1941 film by Joseph Santley

Ice-Capades is a 1941 American comedy film directed by Joseph Santley and starring James Ellison, Phil Silvers, and Barbara Jo Allen. Its score, composed by Cy Feuer, was nominated for the Best Scoring of a Musical Picture. The film's sets were designed by the art director John Victor Mackay. It marked the screen debuts for the ice skaters Belita and Vera Ralston, both of whom went on to star in a number of films at Monogram and Republic respectively.

==Plot==
Bob Clemens is a cameraman for newsreels. Assigned to shoot the Swiss ice skater Karen Vadja, he arrives too late, so decides to film a woman skating on a different New York rink and pass her off as Karen.

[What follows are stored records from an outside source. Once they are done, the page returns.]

PR #1051, opened 2025-02-14
feat: :sparkles: add conversion from resource properties to Pandera schema

martonvago:
## Description

This PR adds the ability to convert a set of resource properties into a Pandera schema. This schema will be able to validate a polars dataframe against itself.

## Checklist

- [x] Added or updated tests
- [x] Updated documentation
- [x] Ran `just run-all`


seedcase_sprout/core/sprout_checks/data/get_polars_data_type.py
```diff
@@ -0,0 +1,45 @@
...
+
+from seedcase_sprout.core.properties import FieldType
+
+
+def get_polars_data_type(field_type: FieldType | None) -> pl.DataType:
+    """Maps Frictionless field types to polars data types.
+
+    If the Frictionless field type has formatting constraints that are not included
+    in any specialised polars data type, the mapping is to string. The formatting
+    constraints are then checked without polars.
```
martonvago, line 11: The other option would have been to define custom data types for each of these, but pandera with polars doesn't support this (yet).

seedcase_sprout/core/sprout_checks/data/get_polars_data_type.py
```diff
@@ -0,0 +1,45 @@
...
+
+    Args:
+        field_type: The Frictionless field type to map.
+
+    Returns:
+        The polars data type the field is mapped to.
+
+    Raises:
+        NotImplementedError: If Sprout doesn't yet support the Frictionless field type.
```
martonvago, line 20: I.e. I haven't written any check functions for it yet :P

seedcase_sprout/core/sprout_checks/data/get_polars_data_type.py
```diff
@@ -0,0 +1,45 @@
...
+            | "object"
+            | "geopoint"
+        ):
+            return pl.String
+        case "number":
+            return pl.Float64
+        case "integer":
+            return pl.Int64
+        case _:
+            return pl.Object
```
martonvago, line 45: This catches the `any` field type, which is also the default field type. `pl.Object` can be anything and no validation rules are imposed.

seedcase_sprout/core/sprout_checks/data/resource_properties_to_pandera_schema.py
```diff
@@ -0,0 +1,40 @@
...
+        "schema.fields",
+        default=[],
+    )
+
+    columns = {
+        field.name: pap.Column(
+            dtype=get_polars_data_type(field.type),
+            checks=get_pandera_checks(field),
+            nullable=not get_nested_attr(field, "constraints.required", default=False),
+            coerce=True,
```
martonvago, line 35: First coerce the value to `dtype`, then try to apply any validation checks.

seedcase_sprout/core/sprout_checks/data/resource_properties_to_pandera_schema.py
```diff
@@ -0,0 +1,40 @@
...
+        )
+        for field in fields
+    }
+
+    return pap.DataFrameSchema(columns, strict=True)
```
martonvago, line 40: `strict=True`: the data will need to have exactly the same columns as defined in the schema. This is the Frictionless default, but there are customisation options in the Data Package Standard.

seedcase_sprout/core/sprout_checks/data/get_polars_data_type.py
```diff
@@ -0,0 +1,45 @@
...
+            | "object"
+            | "geopoint"
+        ):
+            return pl.String
+        case "number":
+            return pl.Float64
+        case "integer":
+            return pl.Int64
+        case _:
+            return pl.String
```
martonvago, line 45: This catches the `any` field type, which is also the default field type. I chose `pl.String` for it because it has no validation constraints and can contain anything that polars can read. 
There's also a `pl.Unknown` type, which looks great, but Pandera gives a warning if I use it, saying it's not supported (not that it needs to do anything in particular...).

seedcase_sprout/core/sprout_checks/data/get_polars_data_type.py
```diff
@@ -0,0 +1,45 @@
...
+            | "date"
+            | "time"
+            | "year"
+            | "yearmonth"
+            | "duration"
+            | "list"
+            | "array"
+            | "object"
+            | "geopoint"
+        ):
```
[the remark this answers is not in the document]
martonvago: That's true, but unfortunately they are not perfect matches, so we cannot default on their validation mechanisms. 
- Frictionless `object` and `array` are explicitly JSON, but Polars `Object` and `Array` are any Python object and any Python array. 
- For the date/time related ones, they describe the same things but have different formatting constraints: Frictionless wants to validate against the XML format, Polars against something different. So we cannot safely cast e.g. a datetime value to a Polars datetime because some valid XML datetimes are invalid in Polars and some Polars datetimes are invalid in XML.
- Even booleans are problematic, because Polars will cast a number like 123 to True, but Frictionless wants to flag that as invalid.

As all we want to do with the data frame is to check it against the resource properties, it's easiest to keep these as strings and have a check function for each. If we wanted to do operations on the values, it would be better to read them in as more specific data types.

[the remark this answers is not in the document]
lwjohnst86: Gotcha. That's odd. I'll add a comment to the code then to explain this.

seedcase_sprout/core/sprout_checks/get_polars_data_type.py
```diff
@@ -0,0 +1,45 @@
...
+    Returns:
+        The Polars data type the field is mapped to.
+
+    Raises:
+        NotImplementedError: If Sprout doesn't yet support the Frictionless field type.
+    """
+    match field_type:
+        case "geojson":
+            raise NotImplementedError()
+        case (
```
lwjohnst86, line 25:
```suggestion
        # While Polars does have all these data types, there isn't a
        # perfect overlap between them and what Frictionless has, even
        # if they have similar/same names for the types. For example,
        # checks against date/datetimes/times types are different between
        # Polars and Frictionless. Or the way booleans get treated. Polars
        # may cast `123` to True, but Frictionless will indicate it is not
        # a boolean. We'll slowly improve on this as we use Sprout.
        case (
```

lwjohnst86 (dismissed):
One small comment that I'll commit, otherwise, very nice :stars:

seedcase_sprout/core/sprout_checks/get_polars_data_type.py
```diff
@@ -0,0 +1,52 @@
...
+    Returns:
+        The Polars data type the field is mapped to.
+
+    Raises:
+        NotImplementedError: If Sprout doesn't yet support the Frictionless field type.
+    """
+    match field_type:
+        case "geojson":
+            raise NotImplementedError()
+        # While Polars does have all these data types, there isn't a
```
martonvago, line 25:
```suggestion
        # While Polars does have most of these data types, there isn't a
```
Because year, yearmonth, geopoint don't have matches

martonvago:
Hmm, this is not under `src` now

lwjohnst86 (dismissed):

tests/core/sprout_checks/test_resource_properties_to_pandera_schema.py
```diff
@@ -0,0 +1,117 @@
...
+            ]
+        )
+    )
+
+    schema = resource_properties_to_pandera_schema(resource_properties)
+
+    assert [column.name for column in schema.columns.values()] == [
+        "my_date",
+        "my_boolean",
+    ]
```
signekb, line 96: Would it be relevant to check type for multiple columns here as well?

signekb (changes requested):
Looks good 👍 🌟 Just a couple of questions

src/seedcase_sprout/core/sprout_checks/get_polars_data_type.py
```diff
@@ -0,0 +1,52 @@
...
+        # a boolean. We'll slowly improve on this as we use Sprout.
+        case (
+            "string"
+            | "boolean"
+            | "datetime"
+            | "date"
+            | "time"
+            | "year"
+            | "yearmonth"
+            | "duration"
```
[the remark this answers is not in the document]
martonvago: Good question!
[Original answer](https://github.com/seedcase-project/seedcase-sprout/pull/1051#discussion_r1958523968)

Since then, for me, the question has become more about mapping between Frictionless data/field types and parquet data types, as that is the final form of the data. More details [here](https://github.com/seedcase-project/seedcase-sprout/issues/1078#issuecomment-2678326052)

PR #1060, opened 2025-02-18
feat: :sparkles: add `check_data()`

### LINKED ISSUE #801: Create and test `validate_raw_data` function (part of `write_resource_data_to_raw`)

### LINKED ISSUE #1032: Function for running basic checks on data
Implement [this function](https://github.com/seedcase-project/seedcase-sprout/blob/414606a5574087d27cc2bfe0cd481981d4c27512/docs/design/interface/pseudocode/write_resource_data_to_raw.py#L78).

When using Pandera, more general structural checks and constraint checks are done by the same function, so it might make sense to have one function for running all checks on data. If we want to do it this way, we can just update/extend the basic checks function when it comes to https://github.com/seedcase-project/seedcase-sprout/issues/886.

martonvago:
## Description

This PR adds the `check_data` function for checking data against the resource properties.

It now does structural, data type, and nullability checks, and constraint checks will be added here as well. They will be added to the Pandera schema when it is generated from the resource properties.

This is obviously only a partial implementation of the Data Package standard. I will make an issue with a list of things to implement next.

Closes #801 
Closes #1032

This PR needs an in-depth review. Focus on whether this is the behaviour we want.

## Checklist

- [x] Added or updated tests
- [x] Updated documentation
- [x] Ran `just run-all`


src/seedcase_sprout/core/sprout_checks/check_data.py
```diff
@@ -0,0 +1,90 @@
...
+)
+
+
+def check_data(data_path: Path, resource_properties: ResourceProperties) -> Path:
+    """Checks that the CSV data file at `data_path` matches the resource properties.
+
+    Runs the following checks:
+    - Can the data file be read as a CSV file?
+    - Does the data file have a header row that matches column names in the properties?
+    - Do the columns in the data file match those in the properties?
```
martonvago, line 24: This implements the default Frictionless setting that wants an exact match between data and metadata columns.

src/seedcase_sprout/core/sprout_checks/check_data.py
```diff
@@ -0,0 +1,90 @@
...
+        The `data_path` if all checks are successful.
+
+    Raises:
+        ExceptionGroup[CheckError]: If the resource properties are invalid.
+        polars.exceptions.ComputeError: If the data file cannot be parsed as CSV.
+        polars.exceptions.ShapeError: If the columns in the data file cannot
+            be matched with the columns in the resource properties.
+        pandera.errors.SchemaErrors: If data types in the data file do not match the
+            data types in the resource properties or if the data violates any
+            constraints in the resource properties.
```
martonvago, line 42: There is an argument for streamlining this a bit. We could remap all errors to a custom error (like we do for metadata checks) and expose only that. Probably makes sense to do that once the error cases are more or less stable.

src/seedcase_sprout/core/sprout_checks/check_data.py
```diff
@@ -0,0 +1,90 @@
...
+    """
+    check_resource_properties(resource_properties)
+
+    # Prepare for reading the data file
+    lazy_frame = pl.scan_csv(
+        data_path,
+        has_header=True,
+        infer_schema=False,
+        missing_utf8_is_empty_string=True,
+    )
```
martonvago, line 52: This defines how the data will be loaded. 
- As per our [discussion](https://github.com/seedcase-project/seedcase-sprout/issues/1032), we assume that the data always has a header and validate accordingly.
- I'm loading in everything as a string without inferring the data types (`infer_schema=False`) because I don't want any casting or validation at this point. That will be done by Pandera later.
- Empty strings are not converted to `null` (`missing_utf8_is_empty_string=True`) because Frictionless supports custom missing values, so we want to be in charge of null conversion.

src/seedcase_sprout/core/sprout_checks/check_data.py
```diff
@@ -0,0 +1,90 @@
...
+    lazy_frame = lazy_frame.with_columns(
+        pl.col(field.name).replace(
+            schema_missing_values
+            if field.missing_values is None
+            else field.missing_values,
+            None,
+        )
+        for field in fields
+    )
```
martonvago, line 73: Here, we determine what values count as [missing values](https://datapackage.org/standard/table-schema/#missingValues) and then convert them to null. Pandera will later check if they are allowed to be null.

For now, this only supports a string array for missing values.

src/seedcase_sprout/core/sprout_checks/check_data.py
```diff
@@ -0,0 +1,90 @@
...
+    # Check the number of columns in each data row
+    try:
+        data_frame = lazy_frame.collect()
+    except pl.exceptions.ComputeError as error:
+        if "found more fields than defined" in str(error):
+            raise pl.exceptions.ShapeError(
+                "At least one data row contains more items than the expected number of"
+                f"columns. Expected columns: {expected_columns}."
+            ) from error
+        raise
```
martonvago, line 84: This entire ugly bit is about remapping that particular `ComputeError` to a `ShapeError`. We can do without it, but the `ComputeError` says `found more fields than defined in 'Schema'\n\nConsider setting 'truncate_ragged_lines=True'.`, which is even worse than my version.

(See also the note about errors at the top of the function.)

src/seedcase_sprout/core/sprout_checks/check_data.py
```diff
@@ -0,0 +1,90 @@
...
+
+    Runs the following checks:
+    - Can the data file be read as a CSV file?
+    - Does the data file have a header row that matches column names in the properties?
+    - Do the columns in the data file match those in the properties?
+    - Do the data types in the data file match those in the properties?
+    TODO: - Does the data in the data file meet the constraints in the properties?
+
+    Args:
+        data_path: The path to the raw data file.
```
martonvago, line 29: One extension here could be to allow either a path or a list of paths as input.
Then this function could also deal with the situation where there are multiple data files.
E.g., in `build_resource_parquet` we want to check data coming from multiple data files.

src/seedcase_sprout/core/sprout_checks/check_data.py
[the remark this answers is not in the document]
martonvago: One extension here could be to allow either a path or a list of paths as input.
Then this function could also deal with the situation where there are multiple data files.
E.g., in `build_resource_parquet` we want to check data coming from multiple data files.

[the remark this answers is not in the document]
martonvago: Thinking further ahead, my feeling is that an important factor in deciding how to reorganise this is what data types we want in the final parquet format. Especially how we want to represent fields with special format constraints like `duration` or `datetime`. If we leave them as strings, it's more difficult to query them. If we convert them to a parquet datatype, we might encounter issues with how closely the parquet data type matches the frictionless data type.

src/seedcase_sprout/core/sprout_checks/check_data.py
```diff
@@ -0,0 +1,90 @@
...
+)
+from seedcase_sprout.core.sprout_checks.resource_properties_to_pandera_schema import (
+    resource_properties_to_pandera_schema,
+)
+
+
+def check_data(data_path: Path, resource_properties: ResourceProperties) -> Path:
+    """Checks that the CSV data file at `data_path` matches the resource properties.
+
+    Runs the following checks:
```
lwjohnst86, line 21:
```suggestion
    Runs the following checks:
    
```

To render the Markdown list correctly.

src/seedcase_sprout/core/sprout_checks/check_data.py
```diff
@@ -0,0 +1,90 @@
...
+)
+from seedcase_sprout.core.sprout_checks.check_resource_properties import (
+    check_resource_properties,
+)
+from seedcase_sprout.core.sprout_checks.resource_properties_to_pandera_schema import (
+    resource_properties_to_pandera_schema,
+)
+
+
+def check_data(data_path: Path, resource_properties: ResourceProperties) -> Path:
```
lwjohnst86, line 18: Hmmm, I'm not sure, why load data here? Rather than an argument as DataFrame? And why output a Path? The way I see this function being used is within a pipeline of working with the data *already loaded in*. So it feels like it would be going backward/not fitting well in that workflow.

lwjohnst86 (changes requested):
There's a key understanding bit here that I've commented. Once we've resolved that, than I can continue reviewing :relaxed:

src/seedcase_sprout/core/sprout_checks/check_data.py
lwjohnst86: Based on your comments in other PRs, I better understand where your questions/comments were coming from :smile: :stuck_out_tongue_closed_eyes:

The scheme backfires when promoter Larry Herman takes a look at Bob's film and decides to make the skater a star. Unfortunately, it's actually amateur (and illegal immigrant) Marie Bergin in the newsreel footage, not the great figure skater from Switzerland. Chaos ensues as Bob tries to straighten everybody out.

==Cast==
- James Ellison as Bob Clemens
- Phil Silvers as Larry Herman
- Renie Riano as Karen Vadja
- Alan Mowbray as Pete Ellis
- Jerry Colonna as Colonna
- Dorothy Lewis as Marie Bergin
- Barbara Jo Allen as Vera Vague
- Gus Schilling as Dave
- Tim Ryan as Jackson
- Harry Clark as Reed
- Carol Adams as Helen
- Vera Ralston as Ice Capades Skater
- Belita as Ice Capades Skater
- Megan Taylor as Ice Capades Skater
- Edward Gargan as Joe, the Bouncer
- William Newell as Harry Stimson
- Edwin Stanley as Lawyer
- Howard Hickman as Lawyer
- Lois Collier as Audition Girl
- Sally Cairns as Audition Girl
- Lynn Merrick as Audition Girl

==See also==
- Ice Capades
- Ice-Capades Revue
- "Nice-Capades"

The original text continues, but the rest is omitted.